After eight seasons in the league, during which Meeks has been a starter and bench player, he understands how necessary it is for the bench to back a starting group that was ninth in the league in net rating last season. The bench was 23rd.

“As a bench, [we want to] come in and dominate the other team’s bench,” Meeks said. “The better we play, the less stress we have to put on the starters.”

Mahinmi’s health following a season filled with knee problems is also key. Washington waived its third big man, second-year center Daniel Ochefu, leaving Mahinmi and Marcin Gortat as the lone true centers on the team.

Then, finally, there is weight on Oubre. He remains a lanky project who the coaching staff is trying to convince to be defense-first. Oubre altered the release position on his jump shot in the offseason. After shooting just 28.7 percent from behind the 3-point line last season, something needed to change. He also worked on his ball-handling. Just 21, Oubre’s offense still requires heavy work.

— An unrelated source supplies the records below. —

PR #1554, opened 2025-03-28
feat: sync mirror

0marperez:
## Issue \#

N/A

## Description of changes

Syncs mirror's main branch on pushes to main

### DIFF
--- a/.github/workflows/sync-mirror.yml
+++ b/.github/workflows/sync-mirror.yml
@@ -7,13 +7,14 @@ on:
 
 jobs:
   git-sync:
+    # Only sync when pushing to source repo
     if: github.repository == 'awslabs/aws-sdk-kotlin'
     runs-on: ubuntu-latest
     steps:
       - name: git-sync
         uses: wei/git-sync@v3
         with:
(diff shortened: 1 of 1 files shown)


.github/workflows/sync-mirror.yml
```diff
@@ -0,0 +1,19 @@
+name: Sync Mirror
+
+on:
+  push:
+    branches: [ main ]
+  workflow_dispatch:
+
+jobs:
+  git-sync:
+    if: github.repository == 'awslabs/aws-sdk-kotlin'
```
lauzadis, line 10: In what situations would this check fail? Why is it necessary?

0marperez: The Swift team [has it](https://github.com/awslabs/aws-sdk-swift/blob/6769aaea818cd4e06cdd52887aa74804080213ff/.github/workflows/repo-sync.yml#L10) and I'm pretty sure it's so that a push to the destination repo doesn't trigger a sync. We want pushes to the source repo to trigger a sync but not pushes to the destination repo.

lauzadis (approved):

ianbotsf (approved):

PR #1560, opened 2025-04-03
feat: release readiness check

0marperez:
## Description of changes

### DIFF
--- a/CHANGELOG.md
+++ b/CHANGELOG.md
@@ -1,5 +1,15 @@
 # Changelog
 
+## [1.4.56] - 04/04/2025
+
+### Features
+* (**eventbridge**) Amazon EventBridge adds support for customer-managed keys on Archives and validations for two fields: eventSourceArn and kmsKeyIdentifier.
+
+### Documentation
+* (**directoryservicedata**) Doc only update - fixed broken links.
+* (**ec2**) Doc-only updates for Amazon EC2
+* (**s3control**) Updated max size of Prefixes parameter of Scope data type.
+
 ## [1.4.55] - 04/03/2025
 
 ### Features
--- a/codegen/aws-sdk-codegen/src/main/resources/aws/sdk/kotlin/codegen/endpoints.json
+++ b/codegen/aws-sdk-codegen/src/main/resources/aws/sdk/kotlin/codegen/endpoints.json
@@ -15321,6 +15321,7 @@
           "ap-southeast-3" : { },
           "ap-southeast-4" : { },
           "ap-southeast-5" : { },
+          "ap-southeast-7" : { },
           "ca-central-1" : { },
           "ca-west-1" : { },
           "eu-central-1" : { },
@@ -15362,6 +15363,7 @@
           "il-central-1" : { },
           "me-central-1" : { },
           "me-south-1" : { },
+          "mx-central-1" : { },
           "sa-east-1" : { },
           "us-east-1" : {
             "variants" : [ {
--- a/codegen/sdk/aws-models/directory-service-data.json
+++ b/codegen/sdk/aws-models/directory-service-data.json
@@ -76,6 +76,20 @@
             ],
             "traits": {
                 "smithy.api#documentation": "<p>Adds an existing user, group, or computer as a group member.</p>",
+                "smithy.api#examples": [
+                    {
+                        "title": "To add a member to the Marketing group",
+                        "documentation": "The following command adds an existing user to the Marketing group in the europe.example.com domain.",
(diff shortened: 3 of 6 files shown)


.github/workflows/release-readiness.yml
```diff
@@ -0,0 +1,30 @@
+name: Release readiness (snapshot dependency)
+
+# Makes sure that we aren't relying on SNAPSHOT/dev versions of smithy-kotlin before merging
+# Otherwise we could forget because the rest of CI is masking it
+
+on:
+  pull_request:
+    branches: [ main ]
+  workflow_dispatch:
```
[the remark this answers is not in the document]
ianbotsf: It allows the workflow [to be triggered manually](https://docs.github.com/en/actions/writing-workflows/choosing-when-your-workflow-runs/events-that-trigger-workflows#workflow_dispatch). I don't know if we'll necessarily need to but seems fine to me.

.github/workflows/release-readiness.yml
```diff
@@ -0,0 +1,30 @@
...
+      - name: Configure error message
+        run: echo "ERROR_MESSAGE=WARNING smithy-kotlin release and version bump might be required before merging!" >> $GITHUB_ENV
+
+      - name: Build SDK
+        run: ./gradlew test jvmTest || echo $ERROR_MESSAGE
+
+      - name: Build SDK client
+        run: |
+          ./gradlew -Paws.services=s3 -Paws.kotlin.native=false bootstrap || echo $ERROR_MESSAGE
+          ./gradlew build || echo $ERROR_MESSAGE
```
ianbotsf, line 30: **Question**: How does this work in the failure case?

.github/workflows/release-readiness.yml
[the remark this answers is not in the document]
lauzadis: Yeah, that's where I was leading with the question. I don't think we'll ever need to trigger this workflow manually, so we could simplify this a little by removing it?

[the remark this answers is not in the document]
0marperez: Sure, we can remove it and if we ever need to run it manually we can add the `workflow_dispatch` back

.github/workflows/release-readiness.yml
0marperez: If the command exits with a non-zero exit code then we'll echo the message at the end of the output

lauzadis: But echo returns a zero exit code, so does the CI properly report a failed status?

0marperez: Oh I see what you mean, it wouldn't. Fixed

.github/workflows/release-readiness.yml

“With him and when I work with him and continue to develop his game, it’s always giving him a little bit, then maybe taking some of it back, then giving him a little bit more,” Brooks said. “It’s incremental steps. There’s sometimes you scratch your head, some of his decisions [made when] he’s dribbling the ball in between two or three guys and you think he should see that. Those are great examples and I use that as great examples to teach him during the film sessions with our coaches to get some dialogue going.

“I like what Kelly has done over the last year when I’ve been with him.”

Last season, Wall averaged 36.4 minutes per game, the most since his rookie season. Tuesday, Brooks was asked about how much he would like to play Wall during the regular season. He said he would like to shave that total by a couple minutes, if possible. It’s the same answer he gave repeatedly last season, month after month, until Wall raised his hand asking for relief in Game 7.